>>>
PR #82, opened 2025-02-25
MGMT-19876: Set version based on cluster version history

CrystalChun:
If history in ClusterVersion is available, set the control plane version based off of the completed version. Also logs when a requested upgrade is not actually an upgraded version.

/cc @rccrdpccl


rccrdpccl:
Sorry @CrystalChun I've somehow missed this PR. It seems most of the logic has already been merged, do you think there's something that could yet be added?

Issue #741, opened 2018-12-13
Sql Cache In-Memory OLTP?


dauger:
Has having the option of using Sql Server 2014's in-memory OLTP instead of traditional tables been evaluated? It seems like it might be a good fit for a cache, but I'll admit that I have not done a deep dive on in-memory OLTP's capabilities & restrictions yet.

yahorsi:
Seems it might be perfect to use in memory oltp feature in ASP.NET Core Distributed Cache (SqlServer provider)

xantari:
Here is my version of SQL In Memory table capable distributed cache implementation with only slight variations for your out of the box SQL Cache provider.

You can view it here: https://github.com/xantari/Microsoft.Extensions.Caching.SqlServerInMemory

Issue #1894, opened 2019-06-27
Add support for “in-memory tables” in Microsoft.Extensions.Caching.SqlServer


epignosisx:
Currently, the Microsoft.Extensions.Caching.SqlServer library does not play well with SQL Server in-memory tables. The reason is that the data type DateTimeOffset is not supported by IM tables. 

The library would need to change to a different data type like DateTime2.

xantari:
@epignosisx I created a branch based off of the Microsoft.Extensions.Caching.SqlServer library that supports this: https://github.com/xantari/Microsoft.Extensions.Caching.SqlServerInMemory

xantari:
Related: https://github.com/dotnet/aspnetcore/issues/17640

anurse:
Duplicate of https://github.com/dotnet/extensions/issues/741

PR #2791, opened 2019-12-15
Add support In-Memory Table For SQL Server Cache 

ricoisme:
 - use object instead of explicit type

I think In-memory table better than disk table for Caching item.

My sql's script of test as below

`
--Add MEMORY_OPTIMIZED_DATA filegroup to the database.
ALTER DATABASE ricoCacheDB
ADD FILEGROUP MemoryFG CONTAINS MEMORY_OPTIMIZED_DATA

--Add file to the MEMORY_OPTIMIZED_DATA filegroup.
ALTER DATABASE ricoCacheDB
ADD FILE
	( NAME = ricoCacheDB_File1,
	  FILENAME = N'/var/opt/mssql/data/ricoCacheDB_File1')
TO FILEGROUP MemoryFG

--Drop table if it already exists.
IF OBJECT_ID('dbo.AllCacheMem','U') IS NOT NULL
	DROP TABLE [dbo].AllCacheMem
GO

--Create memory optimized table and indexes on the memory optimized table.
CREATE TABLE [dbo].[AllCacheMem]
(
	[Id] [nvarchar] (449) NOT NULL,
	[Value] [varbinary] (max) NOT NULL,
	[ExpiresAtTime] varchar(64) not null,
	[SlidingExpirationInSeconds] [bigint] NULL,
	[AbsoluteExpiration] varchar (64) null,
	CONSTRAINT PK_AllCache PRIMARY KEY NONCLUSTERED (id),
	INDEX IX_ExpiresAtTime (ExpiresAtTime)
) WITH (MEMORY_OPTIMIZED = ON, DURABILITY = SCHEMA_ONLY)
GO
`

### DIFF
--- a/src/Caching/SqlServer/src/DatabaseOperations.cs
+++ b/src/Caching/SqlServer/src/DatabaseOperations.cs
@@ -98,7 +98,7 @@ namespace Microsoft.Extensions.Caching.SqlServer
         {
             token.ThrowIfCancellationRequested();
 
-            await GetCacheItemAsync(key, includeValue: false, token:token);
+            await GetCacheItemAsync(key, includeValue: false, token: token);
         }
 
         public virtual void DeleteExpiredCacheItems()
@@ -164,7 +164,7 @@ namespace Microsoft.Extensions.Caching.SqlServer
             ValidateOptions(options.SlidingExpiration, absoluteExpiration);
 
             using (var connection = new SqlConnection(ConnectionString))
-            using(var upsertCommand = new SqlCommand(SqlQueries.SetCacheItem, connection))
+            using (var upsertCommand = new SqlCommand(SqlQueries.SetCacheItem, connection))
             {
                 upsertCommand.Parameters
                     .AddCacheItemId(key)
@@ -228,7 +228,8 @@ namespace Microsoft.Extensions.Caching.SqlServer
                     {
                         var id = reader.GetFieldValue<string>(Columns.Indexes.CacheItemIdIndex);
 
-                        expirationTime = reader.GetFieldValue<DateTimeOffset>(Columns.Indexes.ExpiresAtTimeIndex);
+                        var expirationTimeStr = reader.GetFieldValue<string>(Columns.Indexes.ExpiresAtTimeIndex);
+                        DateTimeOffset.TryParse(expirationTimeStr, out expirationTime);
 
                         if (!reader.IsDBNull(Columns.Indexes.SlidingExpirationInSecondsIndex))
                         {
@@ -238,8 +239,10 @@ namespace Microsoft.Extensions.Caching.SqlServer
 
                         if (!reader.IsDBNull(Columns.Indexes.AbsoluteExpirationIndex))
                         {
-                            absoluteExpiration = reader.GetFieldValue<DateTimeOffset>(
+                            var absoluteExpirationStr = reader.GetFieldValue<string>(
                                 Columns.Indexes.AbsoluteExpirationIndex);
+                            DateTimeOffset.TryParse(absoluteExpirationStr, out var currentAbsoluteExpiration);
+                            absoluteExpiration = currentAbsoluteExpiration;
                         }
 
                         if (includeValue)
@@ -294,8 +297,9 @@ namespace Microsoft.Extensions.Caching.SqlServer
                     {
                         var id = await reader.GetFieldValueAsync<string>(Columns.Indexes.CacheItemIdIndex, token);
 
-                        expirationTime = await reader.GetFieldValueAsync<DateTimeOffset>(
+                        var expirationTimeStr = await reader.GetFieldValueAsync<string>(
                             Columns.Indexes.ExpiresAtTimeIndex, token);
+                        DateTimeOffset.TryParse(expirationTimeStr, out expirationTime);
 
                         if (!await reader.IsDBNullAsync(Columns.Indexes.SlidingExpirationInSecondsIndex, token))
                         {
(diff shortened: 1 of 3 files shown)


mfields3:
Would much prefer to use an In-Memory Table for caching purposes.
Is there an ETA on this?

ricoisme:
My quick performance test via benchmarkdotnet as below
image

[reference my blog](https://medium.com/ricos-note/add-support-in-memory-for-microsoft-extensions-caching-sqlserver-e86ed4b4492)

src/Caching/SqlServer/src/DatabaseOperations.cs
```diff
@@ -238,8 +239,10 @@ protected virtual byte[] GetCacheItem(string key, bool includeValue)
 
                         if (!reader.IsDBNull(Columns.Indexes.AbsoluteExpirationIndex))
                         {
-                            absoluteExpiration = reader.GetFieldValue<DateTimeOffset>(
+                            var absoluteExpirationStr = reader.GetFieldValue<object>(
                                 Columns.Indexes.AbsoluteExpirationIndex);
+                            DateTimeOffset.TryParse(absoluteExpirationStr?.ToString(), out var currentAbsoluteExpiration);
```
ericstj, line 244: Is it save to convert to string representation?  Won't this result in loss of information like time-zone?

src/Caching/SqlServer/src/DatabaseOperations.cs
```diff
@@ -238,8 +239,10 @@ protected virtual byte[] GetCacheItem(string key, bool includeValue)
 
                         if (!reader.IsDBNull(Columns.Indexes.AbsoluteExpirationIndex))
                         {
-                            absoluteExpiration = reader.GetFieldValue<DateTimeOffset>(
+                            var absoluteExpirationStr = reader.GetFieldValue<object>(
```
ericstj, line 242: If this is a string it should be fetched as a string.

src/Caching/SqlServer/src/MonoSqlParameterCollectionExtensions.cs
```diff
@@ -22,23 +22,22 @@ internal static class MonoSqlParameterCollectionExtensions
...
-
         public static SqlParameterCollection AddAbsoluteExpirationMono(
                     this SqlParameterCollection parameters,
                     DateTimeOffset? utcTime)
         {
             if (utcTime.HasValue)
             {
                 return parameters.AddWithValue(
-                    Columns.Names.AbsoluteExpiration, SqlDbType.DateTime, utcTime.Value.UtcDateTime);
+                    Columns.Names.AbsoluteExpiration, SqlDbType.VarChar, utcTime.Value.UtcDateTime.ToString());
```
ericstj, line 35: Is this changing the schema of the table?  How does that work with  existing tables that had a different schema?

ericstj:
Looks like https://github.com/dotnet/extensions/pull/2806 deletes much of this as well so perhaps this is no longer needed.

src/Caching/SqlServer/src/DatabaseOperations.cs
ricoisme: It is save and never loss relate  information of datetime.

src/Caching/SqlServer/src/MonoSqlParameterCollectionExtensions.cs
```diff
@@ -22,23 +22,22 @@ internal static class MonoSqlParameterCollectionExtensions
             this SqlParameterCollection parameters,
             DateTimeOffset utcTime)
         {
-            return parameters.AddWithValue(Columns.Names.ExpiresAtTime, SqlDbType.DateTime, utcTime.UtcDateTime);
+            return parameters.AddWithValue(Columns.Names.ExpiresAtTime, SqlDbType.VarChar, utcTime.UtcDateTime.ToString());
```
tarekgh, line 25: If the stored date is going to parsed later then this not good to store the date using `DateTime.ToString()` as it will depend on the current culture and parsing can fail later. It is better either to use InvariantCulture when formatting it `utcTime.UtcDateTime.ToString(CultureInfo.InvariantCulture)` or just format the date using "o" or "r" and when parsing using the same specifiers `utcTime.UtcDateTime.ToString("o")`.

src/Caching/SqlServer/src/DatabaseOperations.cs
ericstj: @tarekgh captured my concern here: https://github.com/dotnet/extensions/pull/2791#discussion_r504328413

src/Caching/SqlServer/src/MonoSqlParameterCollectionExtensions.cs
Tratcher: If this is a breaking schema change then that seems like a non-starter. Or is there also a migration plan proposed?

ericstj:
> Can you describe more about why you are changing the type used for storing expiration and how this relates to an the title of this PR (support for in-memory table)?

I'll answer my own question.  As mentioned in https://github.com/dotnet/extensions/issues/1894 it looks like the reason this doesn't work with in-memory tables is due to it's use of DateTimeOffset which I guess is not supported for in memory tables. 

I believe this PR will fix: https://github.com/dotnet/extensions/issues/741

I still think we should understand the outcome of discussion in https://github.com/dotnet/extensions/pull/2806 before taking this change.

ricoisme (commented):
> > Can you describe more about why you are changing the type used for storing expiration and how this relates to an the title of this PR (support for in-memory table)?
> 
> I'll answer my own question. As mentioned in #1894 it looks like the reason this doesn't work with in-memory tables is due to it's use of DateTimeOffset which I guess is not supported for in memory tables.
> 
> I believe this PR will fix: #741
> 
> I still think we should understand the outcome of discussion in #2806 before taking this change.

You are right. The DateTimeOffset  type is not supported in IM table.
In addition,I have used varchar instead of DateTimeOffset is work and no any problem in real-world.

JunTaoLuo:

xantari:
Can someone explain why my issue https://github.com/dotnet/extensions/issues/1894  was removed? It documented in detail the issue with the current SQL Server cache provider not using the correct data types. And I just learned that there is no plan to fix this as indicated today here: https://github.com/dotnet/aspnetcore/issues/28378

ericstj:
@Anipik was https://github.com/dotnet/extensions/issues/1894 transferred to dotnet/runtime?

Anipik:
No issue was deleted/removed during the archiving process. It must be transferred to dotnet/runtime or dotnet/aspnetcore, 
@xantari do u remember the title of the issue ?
<<<
__Exercise objective__:
In the records above, collect each line with "been".

__Expected answer__:
Sorry @CrystalChun I've somehow missed this PR. It seems most of the logic has already been merged, do you think there's something that could yet be added?
Has having the option of using Sql Server 2014's in-memory OLTP instead of traditional tables been evaluated? It seems like it might be a good fit for a cache, but I'll admit that I have not done a deep dive on in-memory OLTP's capabilities & restrictions yet.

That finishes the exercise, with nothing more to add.